The artists who carved these sculptures may have used lodestones, or chunks of naturally occurring magnetic minerals, to locate the lightening-struck basaltic rocks. The lodestones could have been magnetite or hematite, materials used by Mesoamericans to make mirrors.
“The interesting thing is how they did this, and how they detected this magnetism,” says Merle Walker, a professor emeritus of astronomy at the University of California’s Lick Observatory who was not involved in the new research. Walker believes there may be evidence of magnetized needles, perhaps in pouches of shaman material recovered at archaeological sites, but nobody has thought to look for such tools.
Earlier research that Walker conducted in California found the indigenous people who lived there possibly detected magnetic properties in a boulder and incorporated these magnetized areas into petroglyph drawings on the stone roughly 500 years ago. “My idea was that somehow some of the medicine men may have acquired [loadstones] and could have used them suspended on string or floated in water to detect the anomalies of rocks,” he says.
Chinchilla isn’t sure why the Monte Alto sculptors incorporated magnetized rock into their work, but he says the carvings are probably not portraits of individual rulers since they all share similar features—naked figures with one hand resting on their bellies. Instead, the potbellied sculptures may represent the dead due to their swollen proportions, possibly created to honor ancestors and former community members.
Fu says that if this were the case, the sculptors or the people who commissioned them may have exploited the magnetic properties to reinforce political control over the population. “The ability of these sculptures to deflect a compass in real time would have looked very impressive to an audience, giving the illusion of persisting life in these objects,” he says in an email.

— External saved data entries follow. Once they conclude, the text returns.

PR #516, opened 2024-02-16
Bugfix/atr 792 dev update to csharp 12 version

SENya1990:
**Merge after https://github.com/Acumatica/Acuminator/pull/515**

Changes Overview:
- increased C# version to 12 (initial goal was 11 but there is no reason to postpone using C# 12 and new collection creation expression)
- Replaced old Nullable polyfill package with PolySharp.
- Added `System.Memory` package for `Span` types.
- Investigated possibility for more polyfills. Unfortunately, the addition of polyfill for range operators for array is too difficult and unstable because it requires to add a member to already existing type `System.Runtime.CompilerServices.RuntimeHelpers`


src/Acuminator/Acuminator.Analyzers/Acuminator.Analyzers.csproj
```diff
@@ -24,6 +24,11 @@
       <PrivateAssets>all</PrivateAssets>
       <IncludeAssets>runtime; build; native; contentfiles; analyzers; buildtransitive</IncludeAssets>
     </PackageReference>
+    <PackageReference Include="PolySharp" Version="1.14.1">
+      <PrivateAssets>all</PrivateAssets>
+      <IncludeAssets>runtime; build; native; contentfiles; analyzers; buildtransitive</IncludeAssets>
+    </PackageReference>
+    <PackageReference Include="System.Memory" Version="4.5.5" />
```
dropsonic: Can `System.Memory` lead to DLL hell in Visual Studio (VSIX) or Rider (NuGet package)?
AFAIK, adding external dependencies to Roslyn analyzers is not recommended.

SENya1990: Well, it works in my VS. Not a good argument, I know. And we had such problems previously with value tuples nuget package. 

Imho, it's still worth to try it:
-  It works on the latest VS 2022 on my machine in the scenario where value tuples didn't. It may break in theory on some older VS version. But we are not really willing to support them.
- We already have dependencies in analyzers. The whole Roslyn is a dependency actually. Plus we have some additional dependencies in VSIX and Utils: 
https://github.com/Acumatica/Acuminator/blob/ef8e53c16cdd94885ae26203280b7e5f3aef7b3a/src/Acuminator/Acuminator.Utilities/Acuminator.Utilities.csproj#L29
- Spans are important new .Net APIs that are supported even by the language. Excluding them decreases the scope of features that we may use from the latest C# versions. For example, we already can't make a polyfill for collection expressions `[..]` from C# 12 that will work with arrays because the compiler requires that an existing framework type declares a special method that it does not have in old .Net.  The workaround is to use spans that are supported:
```cs
var span = array.AsSpan();
return span[1..];
```

dropsonic: Acuminator is used as a NuGet package in Rider / VS Code / build tools, so the fact that it works in the VS does not prove anything. Roslyn is an expected dependency that is provided by the runtime that calls the analyzer.
VSIX is a separate thing; I'm talking about the analyzer package only.

Spans are important, but they are not required. Everything perfectly works without them. I see a lot of risks here and do not see a clear benefit that worth this risk.

SENya1990: Well, in that case you are probably right. We can live without them, I don't have any scenarios in my head that will be drastically improved by spans. If I have one we can reconsider, but for now let's remove this dependency from analyzers and utils.

SENya1990: done

src/Acuminator/Acuminator.Vsix/Properties/AssemblyInfo.cs
```diff
@@ -5,9 +5,9 @@
 [assembly: AssemblyConfiguration("")]
 [assembly: AssemblyCompany("")]
 [assembly: AssemblyProduct("Acuminator")]
-[assembly: AssemblyCopyright("Copyright � 2017-2023 Acumatica Ltd.")]
+[assembly: AssemblyCopyright("Copyright � 2017-2024 Acumatica Ltd.")]
```
dropsonic: I think we should consider moving it to the `csproj` file. It allows us to use a dynamic value instead of manually changing it every year. By the way, it is not `Acumatica Ltd.` anymore, it is `Acumatica, Inc.`
An example:

```xml
<Project Sdk="Microsoft.NET.Sdk">
  <PropertyGroup>
    <Company>Acumatica, Inc.</Company>
    <Authors>$(Company)</Authors>
    <Copyright>Copyright © 2017-$([System.DateTime]::Now.Year) $(Company)</Copyright>
    ...
  </PropertyGroup>
  ...
</Project>
```

SENya1990: It would be great to have no need to update copyright. Unfortunately it just does not work with the old non-SDK project format. So, I have updated the Analyzers and Utilities projects where it works. Also I have fixed info about company in VSIX and tests projects.

dropsonic (approved):

dropsonic (approved):

PR #517, opened 2024-02-16
Bugfix/atr 789 dev change acumatica logo

SENya1990:
**Merge after https://github.com/Acumatica/Acuminator/pull/516**

Overview:
- Updated Acumatica logo in all places.


SENya1990:
@dropsonic maybe we should not update the logo for icons in VS menu? IMHO it looks a bit better with the old logo because it is simpler and the icon is small. Compare this:

_New logo:_
image

_Old logo:_
image

src/Acuminator/Acuminator.Analyzers/packageIcon.png
dropsonic, line 1: The original one was `256x256`, the new one is not even rectangular, it is `2000x1973`. Is it OK with NuGet? I suppose we should follow its recommendations.

SENya1990: Yes, we probably should do it. Do we need to ask the creator of the icon for the 256x256 resolution, or some online resizer will be ok?

dropsonic: Yes, please write to Drew Donaghy and request an icon.

dropsonic: Yes, please write to Drew Donaghy and request an icon.

SENya1990: Received an icon from Drew Donaghy and replaced this icon with it.

dropsonic:
> @dropsonic maybe we should not update the logo for icons in VS menu? IMHO it looks a bit better with the old logo because it is simpler and the icon is small. Compare this:
> 
> _New logo:_ image
> 
> _Old logo:_ image

Please consult with Drew on that.

SENya1990:
@dropsonic got a reply that we should use the new logo everywhere. So, we can't keep the old logo.

dropsonic (approved):

PR #543, opened 2024-08-20
Bugfix/atr 821 support infos from metadata

SENya1990:
Made significant changes to Acuminator code base to enhance semantic models with the collection of data from the base types that can be declared in external assemblies. We didn't have it previously and it greatly matters for the analysis of customizations.

These also are main analysis infrastructure changes to support enhanced DAC analysis features:
- check DAC fields for the presence of BQL fields including base types
- check DAC fields to check for the presence of timestamp and audit fields
- display in Code Map nodes representing base code elements - base DACs, base Graphs, base DAC fields, base graph Views/Actions, etc

In addition, to better check that new changes doesn't introduce new NREs nullable code analysis was added to Analyzers, Utilities and Vsix projects. Added nullable annotations and checks wherever necessary.

Other changes - refactoring and code enhancements.


dropsonic:
This PR contains 378 changed files, mostly with whitespaces/line breaks — what are the real changes?
Can the functional and style changes be separated?

SENya1990:
@dropsonic  the real changes are described in the PR summary:
https://github.com/Acumatica/Acuminator/pull/543#issue-2476597782

In most of the files there are mostly the nullability analysis changes.
Since the nullable analysis was added to three projects the changes are big but they usually are put into separate commits which I believe are more granular.

The nullable analysis was enabled on such a big scope because now the `Node` in semantic infos may be null and we need to ensure that any place calling it does not throw NRE.
And there are also removed redundant namespaces, and renamed old analyzer because it had an incorrect name.

I will try to make PRs more granular in the future but it would require more work from me. Frankly, while I am the only one adding the code, I feel this is an overkill. That is also the reason why I can freely add such changes. If there is someone else working on Acuminator, then definitely the changes should be more granular.

dropsonic:
I do not mind

dropsonic (approved):

PR #559, opened 2024-09-22
Bugfix/atr 829 dev rework px1067 to report and redeclare all fields at once

SENya1990:
**Merge after https://github.com/Acumatica/Acuminator/pull/558**

**Changes Overview**
- Reworked PX1067 to report all not re-declared BQL fields at one in a single warning due to a huge number of errors on a single node. 
- PX1067 now always reports warning on the DAC name
- Changed diagnostic messages to support case with multiple not re-declared BQL fields
- Reworked PX1067 code fix. Now it will re-declare all reported BQL fields at once and supports batch fixing
- Extended unit tests


src/Acuminator/Acuminator.Analyzers/Resources.resx
```diff
@@ -609,10 +609,28 @@ public virtual int? SomeDacField{ get; set; }</value>
   <data name="PX1066TitleFormat" xml:space="preserve">
     <value>A possible typo in the BQL field name. The DAC field property name for this BQL field: {0}.</value>
   </data>
-  <data name="PX1067FixFormat" xml:space="preserve">
+  <data name="PX1067From_2_To_5_FieldsFixFormat" xml:space="preserve">
```
SENya1990, line 612: @EAndrosova  please review changes in the PX1067 diagnostic and code fix messages. 
Since the diagnostic now reports all not re-declared BQL fields at once, there are now three strings for three cases:
- Only one BQL field is reported
- From 2 to 5 BQL fields are reported
- More than 5 BQL fields are reported

dropsonic (approved):

src/Acuminator/Acuminator.Analyzers/Resources.resx
EAndrosova: Could you please change the strings as follows:
Redeclare the {0} BQL fields in the "{1}" DAC - okay

BQL fields from a base DAC should be redeclared in the derived DAC. The "{0}" DAC does not contain a redeclaration of {1} BQL fields. >> BQL fields from the base DAC should be redeclared in the derived DAC. The "{0}" DAC does not contain a redeclaration of {1} BQL fields.

Redeclare the {0} and {1} more BQL {2} in the "{3}" DAC - could you please clarify what is stands for 0, 1, and 2?

SENya1990: @EAndrosova {0} stands for names of five BQL fields joined with a comma like this:
```
"lineNbr", "docType", "refNbr", "tstamp", "docDate"
```

{1} stands for the number of remaining reported BQL fields that didn't fit into the message and were cut off. 
For instance, if we have 8 reported fields, then names of 5 BQL fields will be displayed in {0} and the {1} will be `3`

{2} - depends on the count of remaining BQL fields in {1}. If there is only 1 remaining field then {2} is `field`, if there is more than 1 remaining field, then {2} is `fields`.

For example:
```
Redeclare the "lineNbr", "docType", "refNbr", "tstamp", "docDate" and 1 more BQL field in the "{3}" DAC

Redeclare the "lineNbr", "docType", "refNbr", "tstamp", "docDate" and 2 more BQL fields in the "{3}" DAC
```

PR #561, opened 2024-09-23
Updated PX1099.md documentation and fixed mistypes

SENya1990:


docs/diagnostics/PX1099.md
```diff
@@ -54,8 +54,8 @@ public class MyGraph : PXGraph<MyGraph>
 The main idea of the PX1099 analysis is that all API usages in the checked code are checked against a list of forbidden APIs. The API is reported if one of the following criteria is met:
 
 - The API itself is in the list of banned APIs.
-- A namespace contains the API that is in the list of banned APIs.
-- One of the types contains the API that is is in the list of banned APIs.
+- A namespace containing the API is in the list of banned APIs.
+- The type containing the API is in the list of banned APIs. In case of nested types, the API is banned if any of containing types is in the list of banned APIs.
```
EAndrosova, line 58: maybe change to the following to make is a little bit more clear? or is it okay as it is?
In case of nested types, the API is banned if any of the types that contain the API is in the list of banned APIs.

EAndrosova (approved):

docs/diagnostics/PX1099.md
SENya1990: I think, it's clear enough like this.

PR #573, opened 2024-11-05
Updated how Acumatica version is determined to be more durable in order to resolve an issue where PX1042 was improperly reported in Acumatica 2023 R1 and up.  This was caused by Acuminator determining whether or not the Acumatica version was above a certain range by checking for the existence of Types/Members, one being PXCache.RowSelectingWhileReading which was internal, which was not returned by Roslyn because it is marked as internal.

### LINKED ISSUE #572: PX1042_DatabaseQueriesInRowSelecting shows error even in 2023R1 and up
Stepping through the code when running the Unit Tests it seems that in the constructor of `Acuminator.Utilities.Roslyn.Semantic.Symbols.PXCacheSymbols`, `RowSelectingWhileReading` is always null after :

```cs
Type.GetMembers(EventsNames.PXCache.RowSelectingWhileReading)
.OfType<IEventSymbol>()
.FirstOrDefault();
```

because `RowSelectingWhileReading` is internal, and internal members aren't returned by `GetMembers`.

I was able to alter `Acuminator.Tests.Verification.VerificationHelper.CreateProject` to have this :

```cs
CSharpCompilationOptions compileOptions = new CSharpCompilationOptions(OutputKind.DynamicallyLinkedLibrary)
.WithMetadataImportOptions(MetadataImportOptions.All); // compile to a dll
```

However, I'm not sure if there's a way to do that for the analyzer when it's part of the installed extension.

I was also unable to step through the code when debugging an instance of VS, because for some reason the methods weren't getting hit specifically for `DatabaseQueriesInRowSelectingAnalyzer`. I've been able to get other analyzers to hit breakpoints while debugging an instance of VS.

ShadowFiendZX:
Updated how Acumatica version is determined to be more durable in order to resolve an issue where PX1042 was improperly reported in Acumatica 2023 R1 and up.  This was caused by Acuminator determining whether or not the Acumatica version was above a certain range by checking for the existence of Types/Members, one being PXCache.RowSelectingWhileReading which was internal, which was not returned by Roslyn because it is marked as internal.

Also fixed a test which was not passing due to a "compilation" error that was not reported by the test runner, but was accessible while debugging.

### DIFF
--- a/src/Acuminator/Acuminator.Tests/Tests/StaticAnalysis/ChangesInPXCache/ChangesInPXCacheDuringPXGraphInitializationTests.cs
+++ b/src/Acuminator/Acuminator.Tests/Tests/StaticAnalysis/ChangesInPXCache/ChangesInPXCacheDuringPXGraphInitializationTests.cs
@@ -9,52 +9,52 @@ using Xunit;
 
 namespace Acuminator.Tests.Tests.StaticAnalysis.ChangesInPXCache
 {
-    public class ChangesInPXCacheDuringPXGraphInitializationTests : DiagnosticVerifier
-    {
-        protected override DiagnosticAnalyzer GetCSharpDiagnosticAnalyzer() =>
-            new PXGraphAnalyzer(
-                CodeAnalysisSettings.Default
-                .WithRecursiveAnalysisEnabled(),
-                new ChangesInPXCacheDuringPXGraphInitializationAnalyzer());
+	public class ChangesInPXCacheDuringPXGraphInitializationTests : DiagnosticVerifier
+	{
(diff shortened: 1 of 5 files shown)


SENya1990:
@ShadowFiendZX  this way of checking is not correct. As I mentioned in the issue, `AssemblyFileVersionAttribute` can't be used for such checks because it is set only in Acumatica production builds. Acumatica dlls compiled locally on developer machines do not have it:
image

Moreover, the fix requires more than jut a change of check for PX1042 analyzer. The fix requires Roslyn to start loading all metadata. In this case I plan to work on the fix personally.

Central American cultures like the Monte Alto people also traded with what is now the Southwestern United States. The knowledge of magnetism, or even tools to detect magnetic anomalies, may have been transferred between these areas along with other goods. Objects like lodestones, which had exotic properties, would have been particularly valued in trade.
Knowledge of magnetism could have even predated the Monte Alto culture, Chinchilla says. Archaeologists discovered a magnetized bar rich in hematite dating from 1400 B.C. to 1000 B.C. at San Lorenzo in the present-day Mexican state of Veracruz, one of the major cities of the Olmec. If this bar was somehow used as a magnetic tool, it would mean that Mesoamerican knowledge of magnetic forces predates even the early descriptions by Thales of Miletus.
Paris says that this Monte Alto discovery may just be scratching the surface, and that similar magnetic testing should be done on Olmec head sculptures as well as Maya artifacts to see whether the knowledge of magnetic forces was widespread among early Mesoamericans.
“There’s a lot more work to be done now that we can start to recognize this pattern,” she says.